Since the SLM is operated at a non-zero angle of incidence (AOI) for the null test, it is important to study the impact of AOI on the SLM performance to select an optimal operating point. As AOI increases, it has been shown that the polarization of the light through the liquid crystal in the SLM becomes increasingly elliptical, especially at high GLs [56]. The ellipticity of polarization causes residual unmodulated light, which manifests as the higher intensity of the minima at GL 128. Let us define the extinction ratio (ER) as the ratio of the first intensity maxima to the minima at GL 128 of the intensity curve. We measured the intensity vs. GL for AOI from 0 to 10 degrees and plotted the calculated ER in Fig. 3(a). The ER decreases sharply from 169 at normal incidence to about 31 between 6 deg. and 8 deg., then to 19 at 10 deg. AOI. The lower the ER, the higher the unmodulated intensity in the +1 order, which causes ghost fringes in the interferometric null test. Thus, we limit the SLM tilt to 8 degrees in our system.
Fig. 3. (a) Extinction ratio for variation of AOI from 0 to 10 degrees and (b) Phase curves with the 16 PPP and with the recalibrated LUT generated at 6 PPP.
The other factor affecting the SLM phase response is the grating frequency of the wrapped phase displayed on it. The initial calibration was carried out at 16 PPP grating frequency, and here we recalibrate the SLM at 6 PPP, which is close to the frequency of the tilt carriers designed for the null tests. To test the impact of the grating frequency of the calibration grating, we generate the phase response of the SLM by displaying 6 PPP binary gratings, with first the 16 PPP LUT applied to the SLM and again with the new 6 PPP LUT applied. The 6 PPP LUT results in a higher phase modulation range, as shown in Fig. 3(b).
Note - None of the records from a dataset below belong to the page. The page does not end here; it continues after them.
PR #733, opened 2022-12-13
Resyncs files and structures for the gatsby-drupal template

### LINKED ISSUE #730: Bug: Resync Gatsby-Drupal template
The [Gatsby Drupal template](https://github.com/platformsh-templates/gatsby-drupal) has Drupal installed to an [api](https://github.com/platformsh-templates/gatsby-drupal/tree/master/api) directory and Gatsby in a [client](https://github.com/platformsh-templates/gatsby-drupal/tree/master/client) directory. However, the structure for the Gatsby Drupal template [here in template-builder](https://github.com/platformsh/template-builder/tree/master/templates/gatsby-drupal/files) has Drupal in a `drupal` directory, and Gatsby in a `gatsby` directory. Attempting to update the Gatsby Drupal template from template builder results in 4 directories in the build: api, client, drupal, and gatsby. 

We need to update template builder to match the template.

gilzow:
Resyncs files and structures for the gatsby-drupal template to match what is in the [platformsh-templates/gatsby-drupal ](https://github.com/platformsh-templates/gatsby-drupal) repository. Closes #730 

Also updates cron syntax in api/.platform.app.yaml.

There are a few things that I did **not** bring over from the current platformsh-templates/gatsby-drupal repository:
* `.ddev` directory and its subfolders. This should no longer be needed now that we have the ddev-platformsh addon, correct?
* an [.htaccess file](https://github.com/platformsh-templates/gatsby-drupal/blob/master/api/config/sync/.htaccess) that is in [api/config/sync](https://github.com/platformsh-templates/gatsby-drupal/tree/master/api/config/sync). This is not needed, correct? 

Lastly, the current gatsby-drupal repo does not include the [install-redis.sh ](https://github.com/platformsh/template-builder/blob/master/templates/gatsby-drupal/files/drupal/install-redis.sh)file. I have not removed this file _yet_ from template builder. This is no longer needed, correct?


Mupsi:
I don't know if the add-on means we don't need the .ddev folder anymore, that's a good question. I'd keep it for now, just to be safe, as not everybody may have heard of the add-on yet.
I have to info about the .htaccess either, sorry! I don't see any mention about it in the official doc for the Drupal Gatsby module :woman_shrugging:

chadwcarlson:
@gilzow 

- `install-redis.sh` is no longer needed
- correct on `.ddev` 
- This would be a question for DX - without that file present, you get a `.htaccess` file missing error message that takes up a good amount of space in the logs. Thoughts?

gilzow:
> `install-redis.sh` is no longer needed ✅ 

> correct on `.ddev` ✅ 

> This would be a question for DX - without that file present, you get a .htaccess file missing error message that takes up a good amount of space in the logs. Thoughts?

If it's going to cause errors or log entries, then we should leave it. It's not _hurting_ anything by staying in place. I made the incorrect assumption that by being an .htaccess file, and not usable in our system, that it should be removed.

chadwcarlson (approved):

4. Alignment protocol and system calibration
The SLM can be configured to display tailored phase functions that provide fiducials to facilitate the alignment of the SLM to the interferometer and the SUT to the SLM. While fiducials on a traditional CGH are multiplexed on the annulus of the pupil, the SLM can be reconfigured to display fiducials sequentially using the full aperture of the SLM, which maximizes the intensity of light that is directed into each fiducial. The complete process chain for testing an optic with the SLM-based null test is shown in the flowchart in Fig. 4(a). In this section, we detail the alignment and calibration procedures developed for the SLM-based null test with a catalog spherical mirror as the first test optic. The sphere has a radius of curvature of -150 mm, a 1-inch clear aperture, and is rated to have a surface quality <$\; \lambda /4$ PV.
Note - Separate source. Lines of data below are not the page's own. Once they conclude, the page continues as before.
PR #793, opened 2023-02-13
adds source ops auto-update to .platform.app.yaml for FastAPI template

gilzow:
see title


chadwcarlson:
Included in https://github.com/platformsh/template-builder/pull/794

PR #830, opened 2023-04-06
drupal10: don't require script to be executable

pjcdawkins:
It's awkward to call scripts like this inside templates, as customers may have copied the files without copying the permissions.


gilzow:
huh. I wonder if this was a carry-over from the D9 template? you're correct, we shouldnt be assuming the permissions are correct. 

Right now template-builder --> D10 template updates are paused, so I'll make the change there as well.

PR #835, opened 2023-04-12
Fix git repository route protocol

ptltbt:
The current version of the template points to the Typo3-v11 repo using the `git` protocol. This causes an error when Platform.sh tries to clone the repository. Changing it to `https` resolves this.


gilzow (commented):
correct, this should have been https

gilzow (approved):

PR #850, opened 2023-05-08
Skip nuxtjs updates until synced.

chadwcarlson:
To be merged alongside https://github.com/platformsh-templates/nuxtjs/pull/72

- skips workflow until synced.
- Updates template.yaml for catalog


gilzow (approved):
Makes sense

Issue #825, opened 2023-03-16
Template updating improvements


gilzow:
Next steps to be taken in improvements to the template updating process. cc: @chadwcarlson 

- [ ] Migrate current set of priority templates from using auto-updating workings to use reusable workflows
    - [ ] Add reusable workflow based on [@chadwcarlson 's POC](https://github.com/chadwcarlson/fastapi/blob/master/.github/workflows/tb-sync.yaml) to monitor changes to PSH config files and push those changes as a PR to this repository for the affected template
    - [ ] Replace the [current workflows](https://github.com/platformsh/template-builder/tree/master/common/sourceop-auto-update/.github/workflows) in this repo with the new reusable workflow versions 
- [ ] For the Priority Templates, continue separating what is tracked in template-builder vs what is tracked in a template's repository
    - This refers to having template builder track only PSH configuration files for a template while all other parts are tracked in the template's repository
    - [ ] Look into the Remote Project issue that might be surfaced when this migration is complete.
- [ ] Add in the type of template (e.g. Starters, Demos, Experimental) into each template's `.platform.template.yaml` file
    - [ ] Discover which property in the above file should be used for this information
- [ ] Look into adding a new doit command that creates a new template adhering to this new methodology

chadwcarlson:
## Template reliability roadmap

1. Set up templates issue/PR GitHub Project
   - [ ] Template-builder board
   - [ ] "All templates" board (to start)

2. Finalize the auto-update (daily) and template-builder update (monthly?) workflow for **Starters**
   - [ ] Migrate current set of priority templates from using auto-updating workflows to use reusable workflows
   - [ ] Add reusable workflow based on [@chadwcarlson 's POC](https://github.com/chadwcarlson/fastapi/blob/master/.github/workflows/tb-sync.yaml) to monitor changes to PSH config files and push those changes as a PR to this repository for the affected template
   - [ ] Replace the [current workflows](https://github.com/platformsh/template-builder/tree/master/common/sourceop-auto-update/.github/workflows) in this repo with the new reusable workflow versions
   - [ ] Add in the type of template (e.g. Starters, Demos, Experimental) into all template's .platform.template.yaml file ([See below](#template-classes)

3. Eliminate community contribution friction on templates

   - [ ] For the Priority Templates (**Starters**), continue separating what is tracked in template-builder vs what is tracked in a template's repository. This refers to having template builder track only PSH configuration files for a template while all other parts are tracked in the template's repository
[...]

PR #889, opened 2023-07-27
Enhance/846b tb cleanup phase1dot5

### LINKED ISSUE #846: [Enhancement] Phase 1 of template clean-up
See #825 
Phase 1 involves removing all non-psh config files for a single Starter template (WordPress-Composer) and running through the whole template-builder process to ensure we have everything accounted for. Given the diversity of our templates, we want to make several progressive changes to the process to ensure we don't miss anything

gilzow:
Closes #846  and partially completes #825 
This is a big one. For 27 templates designated as starters
* it removes all non-platform.sh configuration files from their areas in template builder. For those removed files, management and tracking of those files are moved to their individual repositories. 
* platform.sh configuration files have been resynced with the versions in their individual templates as they have drifted over time
* platform.sh configuration files have had their internal properties re-ordered so that the list of properties matches the order in the documentation 
* platform.sh configuration files have had internal documentation added to each property that includes a brief explanation and a link to the relevant docs for more/complete information 
* for the above templates that have a remote source (e.g. Drupal10), new functionality has been added as a mixin to address the renaming of the upstream README (to README_UPSTREAM) so it doesn't clobber our README that we need in the templates' repository
* Additional clean-up was made as discovered (correcting cron syntax, updating template builder commands for a template where things have changed, updating runtimes, etc)
* Pushes out new github workflows to all the above templates that enables auto-updating via source operations


project/ReadmeMixin.py
```diff
@@ -0,0 +1,28 @@
+class ReadmeMixin:
+    readMeFileName = "README"
+    readMeFileExt = "md"
+    readMeUpstreamFile = "_UPSTREAM"
+    readMePSHFile = "_PSH"
+
+    def rename_psh_readme(self):
```
chadwcarlson, line 7: Mixin!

Fig. 4. (a) Metrology process chain for the SLM-based null test, (b) SLM centering and focus alignment to the interferometer on-axis, with a displayed fiducial image on the SLM.
4.1 Alignment of the SLM to the interferometer
The first step in the metrology process chain is the alignment of the SLM to the interferometer on-axis. Note that the active area of the SLM is rectangular, while the beam incident on it is circular, necessitating the centering of the SLM to the incident circular beam. Also, the interferometer camera needs to be focused on the SLM, which is conjugate to the test optic. Figure 4(b.1) shows the schematic of SLM alignment on-axis, with the lenses and waveplates slightly tilted to clear reflections from causing ghost fringes in the interferometer. First, the SLM is adjusted coarsely for rotation about the optical axis to bring the reflected light back to the interferometer. The SLM is then aligned to the interferometer through centering and focus adjustments first, and fine alignment of tip and tilt subsequently.
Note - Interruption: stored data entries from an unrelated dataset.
PR #900, opened 2024-02-06
Sync: matching platformsh-templates/magento2ce

platformsh-devrel:
Syncing updates for template platformsh/template-builder made in the latest [pull request](https://github.com/platformsh-templates/magento2ce/commit/a70f58668f4b98cdec3e4ace3f9ce28b53412eb9).


gilzow:
This is significantly different, and I'm not sure why. we need to research why these two have drifted so far apart.

gilzow (approved):

PR #914, opened 2025-04-22
fix: commands expect `start` definition

spk:
cf https://docs.platform.sh/create-apps/upgrading.html#changes-in-version-202202


flovntp (approved):

flovntp:
cc @gilzow as you're my template builder's expert ;)

gilzow:
for those that aren't archived, we need to update the source repositories:
* [Akeneo](https://github.com/platformsh-templates/akeneo)
* [Laravel](https://github.com/platformsh-templates/laravel)
* [Nextcloud](https://github.com/platformsh-templates/nextcloud)

All of the rest are publicly archived.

The centering and focus alignments are facilitated by displaying a fiducial image on the SLM, as shown in Fig. 4(b.2). The circle fiducial enables the lateral alignment of the SLM to the interferometer mask, and the two rectangles outside the circle fiducial contain tilt fringes that provide additional visual feedback for lateral centering of the SLM. The fiducial image is designed using two grey levels: 0 (in black) and a grey level of 192, which corresponds to 3π phase. The 3π phase added to the reflected beam by the SLM causes destructive interference, which shows up as dark regions on the intensity map observed interferometrically, as shown in Fig. 4(b.3). The set of pixels on the crosshairs and the circle that is black (0 phase shift) on the fiducial image act as a mirror with no added phase, and are observed as bright pixels on the interferometer intensity map, which are easily visible due to the dark background. The thickness of the fiducial artifacts on the SLM is 20 pixels thick, which creates an effective linewidth of 625.6 μm on the interferometer camera, and is clearly visible on the intensity map. First, the interferometer focus is adjusted until the crosshairs on the intensity map are visible sharply. Next, the SLM is laterally moved to align the circle fiducial to the interferometer’s mask. Once the SLM is centered and is in focus, the interferometer’s mask (shown in blue in Fig. 4(b.3)) and the focus setting remain fixed throughout the rest of the alignment steps in the metrology process chain. Next, the fiducial image is switched off, and the tip/tilt of the SLM is finely adjusted by minimizing Fringe Zernikes Z2 and Z3 interferometrically.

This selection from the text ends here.